What is now the oldest national park in Italy, Gran Paradiso became a 173,715-acre preserve in 1922 when King Vittorio Emanuele II donated it to the state for that purpose. (He’d previously declared the area a royal hunting reserve to save the alpine ibex, a species of wild mountain goat that was on the verge of extinction.) As a result of that forward-thinking decision, as well as a later prohibition on building in protected areas, the meadows here are still carpeted in wildflowers in the summer, and those hiking in the park often spot herds of ibex or chamois. The Gran Paradiso certification program has helped Bellevue and others in their sustainability efforts, making Cogne—a hamlet that attracts hikers, ice climbers, and seekers of old-school Italian countryside cooking—a surprisingly pleasurable green destination.

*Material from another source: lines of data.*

PR #3844, opened 2020-03-14
select tags before channels and filter channels by tag

jessopb:
User prompted to select tags after email verified.
After tags, user can select channels to follow. 
Back button added on channels.
Tags filter added to claim search.
Still a bit janky.

### DIFF
--- a/ui/component/claimListDiscover/view.jsx
+++ b/ui/component/claimListDiscover/view.jsx
@@ -32,7 +32,8 @@ type Props = {
   hiddenUris: Array<string>,
   hiddenNsfwMessage?: Node,
   channelIds?: Array<string>,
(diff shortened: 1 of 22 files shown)


ui/component/claimListDiscover/view.jsx
```diff
@@ -32,7 +32,8 @@ type Props = {
   hiddenUris: Array<string>,
   hiddenNsfwMessage?: Node,
   channelIds?: Array<string>,
-  tags: Array<string>,
+  tags: string, // these are just going to be string. pass a CSV if you want multi
```
seanyesmunt: what's a CSV?

jessopb: comma separated

PR #3845, opened 2020-03-16
make blog posts look a bit nicer

lyoshenka:
I updated markdown typography, made the text wider, and moved the view count lower down.

Let me know if you like where this is going and what else you want me to look at.

Before:

After:


ui/component/layoutWrapperText/view.jsx
```diff
@@ -46,25 +46,22 @@ function LayoutWrapperText(props: Props) {
           <h1 className="media__title-text">{title}</h1>
         </div>
 
-        <div className="media__subtitle--between">
-          <DateTime uri={uri} show={DateTime.SHOW_DATE} />
```
seanyesmunt: I think at least the date should stay so you know if what you are reading is recent/old. We added the view count too, just because we had the extra space from the adding the date.

ui/scss/component/_file-render.scss
```diff
@@ -52,6 +52,9 @@
   .markdown-preview {
     height: 100%;
     overflow: auto;
+    background-color: #fff;
+    padding: var(--spacing-xlarge);
+    margin-top: var(--spacing-large);
```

One of the finest Slow Food dining experiences in all of Italy can be found right around the corner from Bellevue at Lou Ressignon. It offers soul-satisfying, hearty Aostan fare such as beef carbonade on rustic polenta, or the house specialty, a local fontina-laced risotto called seupetta a la Cogneintse. “These are the dishes we’ve always eaten in Cogne,” says Elisabetta Allera, whose father, Arturo, opened Lou Ressignon in 1966. In an Italy turning toward renewable solutions and zero-waste options, it’s refreshing to know that those timeless plates are still made the same way today.
On the drive from the Aosta Valley back to Turin, I turned off the A5 to visit the historic vineyards of Cantina dei Produttori Nebbiolo di Carema, a Slow Food winemaking cooperative that offers tastings and bottles for sale at its town-center cantina. These traditional mountain vineyards were designed to withstand harsh meteorological conditions—which today also protects them against climate change. Surveying the vines and the towering Alps in every direction, I couldn’t help feeling that, no matter what the future holds, in this part of Italy, at least, it is certain to be delicious. As I reached into the pocket of my jacket, I noticed something rattling around: It was a small packet of seeds from Piazza Duomo in Alba, a gift given to every diner at the end of their meal. Changing our ways takes time, but as I’ve learned through my own slow travel, every step counts.